> [Exercise]
From the entries below, copy each line in which the word "atexit" occurs.

> [Extracted entries]
***

PR #117, opened 2015-11-12
Also ignore .d files as they got generated every time.

Quix0r:
These files can be securely ignored as they are always re-generated.


Yamagi:
Merged, thank you. :)

PR #141, opened 2016-07-01
Fix spelling errors detected by lintian

smcv:
Debian's `lintian` tool checks for common mistakes in source and binary packages. One of its checks is to look for common mis-spellings in the binaries.

Based on a patch by Fabian Greffrath against an earlier version of yquake2.


Yamagi:
Thank you :)

PR #142, opened 2016-07-01
Override __DATE__ from SOURCE_DATE_EPOCH if set

smcv:
For deterministic/reproducible builds (where the same source and
toolchain can be verified to produce the same binary, allowing
maliciously substituted binaries to be detected) it is desirable to
take the software's idea of the build date from the build system;
otherwise, the real-time clock at the time of building affects the
result, making it non-reproducible.

SOURCE_DATE_EPOCH is a distribution-neutral specification for how
to do that. It is meant to be set by meta-build systems such as
dpkg or RPM, using a date/time that is already part of the source code,
for example the date of the latest git commit, the date in
the package's debian/changelog, or the date in the RPM spec file.

See https://reproducible-builds.org/specs/source-date-epoch/ for the
specification of SOURCE_DATE_EPOCH, or https://reproducible-builds.org/
for more information on reproducible builds in general.

### DIFF
--- a/Makefile
+++ b/Makefile
@@ -165,6 +165,13 @@ CFLAGS += -DOSTYPE=\"$(OSTYPE)\" -DARCH=\"$(ARCH)\"
 
 # ----------
 
+# https://reproducible-builds.org/specs/source-date-epoch/
+ifdef SOURCE_DATE_EPOCH
+CFLAGS += -DBUILD_DATE=\"$(shell date --utc --date="@${SOURCE_DATE_EPOCH}" +"%b %_d %Y" | sed -e 's/ /\\ /g')\"
+endif
+
+# ----------
+
 # Systemwide installation
 ifeq ($(WITH_SYSTEMWIDE),yes)
 CFLAGS += -DSYSTEMWIDE
--- a/src/common/header/common.h
+++ b/src/common/header/common.h
@@ -44,6 +44,10 @@
 #error ARCH should be defined by the build system
 #endif
 
+#ifndef BUILD_DATE
+#define BUILD_DATE __DATE__
+#endif
+
 #ifdef _WIN32
  #define CFGDIR "YamagiQ2"
 #else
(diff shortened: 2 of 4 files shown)


Yamagi:
This looks like a nice addition and I'm going to merge it. But before that the Makefile glue must be fiddled into into the CMakeLists.txt to be available in both build system.

smcv:
I'm curious what benefit you're deriving from having the two build systems. I think in every other project I've seen that has two build systems (whether make + CMake,  Automake + CMake or Automake + nmake) the motivation for the second build system has been to support MSVC on Windows, but yquake2 explicitly doesn't?

If one build system is intended to be strongly supported and the other is a second-class citizen, I'd prefer to use the more strongly supported one (whichever that is) in the Debian packages. I don't personally like CMake, but I already maintain another Debian package that relies on it (OpenJK).

Yamagi:
CMake is crap. It may be better then Automake, but that doesn't make it a good build system. The only reason for yq2 having CMake support is that the CMake supporters complained loudly and someone volunteered to do the dirty work... You're right. At this point there's no reason for supporting the SOURCE_DATE_EPOCH  stuff in CMake since most (all?) distributions use the Makefile to build the packages. Even the official Windows binaries are build through the Makefile. If someone really want's to have reproduceable builds with CMake he can provide support for it.

smcv:
Sorry, I realised too late that the patch you've merged has a bug: in the non-reproducible case where `-DBUILD_DATE=...` isn't used, `savegame.c` uses `BUILD_DATE` without a definition.

I'm not completely clear on which modules are meant to be allowed to include which headers. This could either be resolved by having `savegame.c` include `common.h`, or by having `savegame.c` repeat the same `#ifndef/#define` that `common.h` does. Which would you prefer?

Yamagi:
`savegame.c` needs to repeat the defines. `common.h` is shared between the client, renderer and server, but not with the game module.

DanielGibson:
> I'm curious what benefit you're deriving from having the two build systems.

The Makefile is easy to build on Unices/msys and preferred to just produce Binaries.

CMake makes it easy to get the project into IDEs, including CLion which still only supports CMake projects.

smcv:
> `savegame.c` needs to repeat the defines

Regression fixed in #144

PR #1184, opened 2025-02-08
sdl3: Fix memory leak in IN_Controller_Init

0lvin:
Detected by ASAN=1
Build Win64-SDL3 as part of github actions


0lvin:
In release notes of sdl2-2.32 is recommended to use sdl3 instead, looks like it's time to start test builds of sdl3 also.

Broken Win64 should be not so critical, so sdl3 is tested with it.

Yamagi:
The first distros like Arch and it's derivatives already removed SDL2 in favor of sdl2_compat. Using Win64 as test target for the time being is a good idea. Thank you for implementing this.

Issue #1185, opened 2025-02-23
Defensive Measures (defens) - lift-door buttons not working?


inf78:
I was just in a mood for Defensive Measures again after like 20 years or so, but sadly it doesn't seem to work properly in Yamagi.
In the first map (defens), once player gets inside the building and deals with some baddies, there are only two ways in which progression is possible - left or right along the green lights. At both ends, there is an elevator behind a closed door, larger door on the left and smaller door on the right.
Both of these should normally open after pressing the lift button, but not in Yamagi. Simply nothing happens and player is stuck. 
The door should open not immediatelly, but after a delay of about a 1,5 secs or so, so maybe that's the problem? Anyway, if I noclip inside the elevator and press the button to open the lift door, that works. Once outside the elevator and pressing the button, it doesn't work again.
Tested in 8.41 and latest source.

I tried the map (ver 1.02) in vanilla v3.20, v3.24, q2pro and q2rtx - all these work just fine.
I am not a mapper so playing with the ent file would likely not help much.

The map set is inside this archive: https://www.gamefront.com/games/quake-2/file/super-pack-sp-1
There is also an older 1.0 version and some 1.1 updated on moddb (which I don't even think is really 1.1). Nonetheless, I tried these in q2pro and no problem with these either.

BjossiAlfreds:
I just tested and can confirm this. I don't have time to do thorough investigation for now, but for those who want to take a crack at it, you can do "teleport 72 1780 -800" for example. And the func_door there has model "*121", for reference into the entity string of the map.

BjossiAlfreds:
I found out the problem and made a PR for the fix candidate. All the technical details are in the PR comment.

If you have the tools you can compile and test it: https://github.com/yquake2/yquake2/pull/1186

protocultor:
Just for the record, the new CI testbuilds generate packages ready to use. This is the Win32 one:
https://github.com/yquake2/yquake2/actions/runs/13500769151/artifacts/2641795994
(Appears in "_Testbuild for Win 32_" -> "_Upload testbuild package_" -> "_Artifact download URL_").

BjossiAlfreds:
> Just for the record, the new CI testbuilds generate packages ready to use. This is the Win32 one: https://github.com/yquake2/yquake2/actions/runs/13500769151/artifacts/2641795994 (Appears in "_All checks have passed_" -> "_Testbuild for Win 32_" -> "_Upload testbuild package_" -> "_Artifact download URL_").

[...]

PR #1186, opened 2025-02-24
Fixed doors not being usable with NULL activator

BjossiAlfreds:
This PR addresses issue reported in https://github.com/yquake2/yquake2/issues/1185.

When the button is pressed, it targets a `trigger_elevator` which works as a controller entity for `func_train` which is the elevator platform. Each button has a `pathtarget` that tells the `trigger_elevator` which `path_corner` to go to. Each `path_corner` has a pathtarget that targets the door of the respective floor. The failure here is that there is a NULL check for `activator` at the top of `door_use`. Since the elevator platform is managed by a controller entity, it has no activator set, which causes the NULL check to return early, preventing the door from opening.

This is another side-effect of all the NULL checks at the top of functions. `door_use` was needlessly checking for a NULL activator. This fix may fix related issues in other custom maps, and possibly subtle map bugs in official maps (though I have no examples of this).

I also spotted possible trouble if the `func_train` controlled by a `trigger_elevator` gets killtargeted or disappears for another reason, so I added safety checks for this.

### DIFF
--- a/src/game/g_func.c
+++ b/src/game/g_func.c
@@ -1429,12 +1429,12 @@ door_go_up(edict_t *self, edict_t *activator)
 void
 door_use(edict_t *self, edict_t *other /* unused */, edict_t *activator)
 {
-	if (!self || !activator)
+	edict_t *ent;
+
+	if (!self)
 	{
 		return;
 	}
-
-	edict_t *ent;
 
 	if (self->flags & FL_TEAMSLAVE)
 	{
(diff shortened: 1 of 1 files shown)


inf78:
I confirm it works as it should, great!
And as you mentioned, it was the main reason I reported this, since this could break any other map.

Thanks for such a quick fix!

Yamagi:
I'm always amazed that you guys fix my bugs faster than I can introduce them. Thank for doing this. :) Hopefully it was the last fallout of the sanity checks... About 15 years later, with a lot of more experience and better tooling I wouldn't add them again, instead focus on fixing the underlying bugs.

BjossiAlfreds:
> I'm always amazed that you guys fix my bugs faster than I can introduce them. Thank for doing this. :) Hopefully it was the last fallout of the sanity checks... About 15 years later, with a lot of more experience and better tooling I wouldn't add them again, instead focus on fixing the underlying bugs.

When I started thinking about the bug I actually had a hunch it might be another NULL activator bug. If that had not been the case, debugging would have taken more time I imagine.

I tend to avoid checking NULLs unless the code is meant to support and handle it, so for example I never test this/self pointers in callback functions. It might be an interesting strategy to include extra sanity checks in release builds and keep them to a minimum for test builds so testers crash the game and discover more bugs, and makes it easier to debug and fix them.

PR #1187, opened 2025-03-01
Update the CHANGELOG for the upcoming 8.50 release

Yamagi:
This is a draft for the CHANGELOG update for the upcoming 8.50 release. Feedback is welcome.

### DIFF
--- a/CHANGELOG
+++ b/CHANGELOG
@@ -1,3 +1,33 @@
+Quake II 8.41 to 8.50:
+- Consistent bindings between multiple gamepad types. (by protocultor)
+- Improved menu navigation with gamepads. (by protocultor)
+- The SDL 3 code now supports the stable SDL 3 API. Several bugs with
+  SDL 3 were fixed. (by 0lvin, BjossiAlfreds, erysdren and protocultor)
+- Water warp effect for the OpenGL 1.4 renderer. (by protocultor)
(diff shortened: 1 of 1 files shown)


BjossiAlfreds:
"temporary spawnflags" should be "temporary spawnfields". And maybe you can include a line for fixing doors not opening in rare cases, from the recent PR merge. Other than that it looks good to me.

Yamagi:
I have pushed an update.

runlevel5:
Great thanks for yet another awesome release.

Just wondering if vulkan renderer will be bundled along in the future release?

0lvin:
Vulkan render will not be included to official release, and it will be released as separate [package](https://github.com/yquake2/ref_vk/releases) if be required by ABI compatibility reasons. 

In same time you could use [yquake2remaster](https://github.com/yquake2/yquake2remaster/releases) if you like to have all renders in single package.

protocultor:
About line 13, I wish the [OpenGL ES 1.0 renderer](https://github.com/yquake2/yquake2/pull/1128) was added in the text, even if its not recognized as "official". Maybe:
```
- Performance optimizations for the OpenGL 1.4 renderer, especially on
  embedded and mobile GPUs. Includes an alternative GL ES 1.0 renderer
  (by protocultor)
```

All the rest looks fine.

Yamagi:
I've incorporated the change.

PR #1190, opened 2025-03-09
Fix missing limits header in SDL2 module

efliks:
Hi there,
I was not able to build unless adding the limits.h include. Was it missing? If there is a better solution or I did something wrong, please disregard this tiny PR.
Greetings,
MF

PS. My build config:

Build configuration
YQ2_ARCH = x86_64 COMPILER = gcc
WITH_CURL = no
WITH_OPENAL = yes
WITH_RPATH = yes
WITH_SDL3 = no
WITH_SYSTEMWIDE = no
WITH_SYSTEMDIR =

### DIFF
--- a/src/client/input/sdl2.c
+++ b/src/client/input/sdl2.c
@@ -35,6 +35,7 @@
  */
 
 #include <SDL2/SDL.h>
+#include <limits.h>
 
 #include "header/input.h"
 #include "../header/keyboard.h"
--- a/src/client/input/sdl3.c
+++ b/src/client/input/sdl3.c
@@ -35,6 +35,7 @@
  */
 
 #include <SDL3/SDL.h>
+#include <limits.h>
 
 #include "SDL3/SDL_gamepad.h"
 #include "SDL3/SDL_properties.h"


protocultor:
No, not at all, I just find weird that it doesn't happen in the Ubuntu versions I've tested.
Does Debian have SDL3 packages? Can you test compilation with that?

efliks:
> No, not at all, I just find weird that it doesn't happen in the Ubuntu versions I've tested. Does Debian have SDL3 packages? Can you test compilation with that?

Currently, I only have libsdl2-dev installed, and libsdl3-dev does not seem to exist in Debian stable. It only exists in Debian unstable: https://packages.debian.org/source/sid/libsdl3

runlevel5:
FYI I do not run into any compilation issue on Fedora (rawhide with SDL2 2.32.50) so IMHO it is very likely an issue of Debian.

DanielGibson:
I don't get what you all are discussing about.

The code uses `SHRT_MAX`, which is defined in `<limits.h>`, so it should be included.
Seems like so far it was included **by pure chance** via some other header (or probably a chain of several headers), and on @efliks system that's not the case for some reason.

That's no defect in debian, just add the `#include` :-p

runlevel5:
@DanielGibson I agree with you after seeing your comment

runlevel5 (approved):

Yamagi:
Thank you :)

PR #1193, opened 2025-03-17
mod names list static allocation free at exit approach

devnexen:


0lvin:
Instead atexit could be called in Qcommon_Shutdown, as used in all other subsystems. What do you think?

devnexen:
You probably mean calling Mods_NamesFinish there instead right ? no point of calling atexit at this stage :)

0lvin:
CL_Shutdown looks as right place to deallocate list of modules.

Yamagi:
Thank you :)

PR #1195, opened 2025-03-18
Small fix for Flick Stick

protocultor:
#1147 was made to avoid the obligatory 60Hz requirement to use Flick Stick. Unfortunately, I made a bad judgement in terms of the way the time difference calculation was made.
What was used to obtain "the current time" at execution was `cls.realtime`, which comes from `curtime` in `src/common/frame.c`, which is close but not exact enough for what is needed. This PR fixes this by using `sys_frame_time`, which is also a variation of `Sys_Milliseconds()`, but at least its calculated locally in the `sdlX.c` file, being updated more timely.
Thanks to the people at the Gyro Gaming discord for bringing this to my attention.

### DIFF
--- a/src/client/input/sdl2.c
+++ b/src/client/input/sdl2.c
@@ -1312,7 +1312,7 @@ IN_FlickStick(thumbstick_t stick, float axial_deadzone)
 			// Flicking begins now, with a new target
 			is_flicking = true;
 			flick_progress = 0.0f;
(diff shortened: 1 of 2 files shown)


Yamagi:
I vaguely remember that I once stumbled  into exactly that problem while debugging some strange timings vs. input problems. Thank you for fixing this.

PR #1198, opened 2025-03-29
gl3 issues fixes.

devnexen:
segfault on video mode changes from no fullscreen to native/fullscreen or vice-versa. memory leak on SDL init as we dlload the gl3 lib dynamically for mode changes.

### DIFF
--- a/src/client/refresh/gl3/gl3_main.c
+++ b/src/client/refresh/gl3/gl3_main.c
@@ -379,10 +379,14 @@ SetMode_impl(int *pwidth, int *pheight, int mode, int fullscreen)
 
 	R_Printf(PRINT_ALL, " %dx%d (vid_fullscreen %i)\n", *pwidth, *pheight, fullscreen);
 
-
 	if (!ri.GLimp_InitGraphics(fullscreen, pwidth, pheight))
 	{
 		return rserr_invalid_mode;
+	}
+
+	if (mode == -2 || fullscreen)
+	{
+		GL3_BindVBO(0);
 	}
 
 	/* This is totaly obscure: For some strange reasons the renderer


src/client/refresh/gl3/gl3_main.c
```diff
@@ -684,6 +688,7 @@ GL3_Shutdown(void)
 		GL3_SurfShutdown();
 		GL3_Draw_ShutdownLocal();
 		GL3_ShutdownShaders();
+		GL3_ShutdownLibrary();
```
DanielGibson, line 691: Shouldn't this be done after GL3_ShutdownContext()?
I'm not sure, but it could be that SDL_GL_DestroyContext() uses libgl?

devnexen: Yes good and no relation with gl buffers neither.

DanielGibson:
By the way, shouldn't the same problem exist in GL1?

devnexen:
I ve tried, but did not reproduce with gl1.

Yamagi:
Can you describe how the problem is reproduced? I tried it under Linux by switching from windowed mode to native fullscreen and didn't saw a crash.

devnexen:
This is what I get when I do what you mention

image

devnexen:
image

Yamagi:
Is the game build with ASAN and / or UBSAN when it happens?

I tried it this way:

1. Build without sanitizers
2. Start the game, enter base1
3. Switch between windowed and native fullscreen mode by alt-enter.

No matter how often I hit alt-enter the game doesn't crash.

devnexen:
it s build with ASAN with clang

Yamagi:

***

> [Answer space]
Instead atexit could be called in Qcommon_Shutdown, as used in all other subsystems. What do you think?
You probably mean calling Mods_NamesFinish there instead right ? no point of calling atexit at this stage :)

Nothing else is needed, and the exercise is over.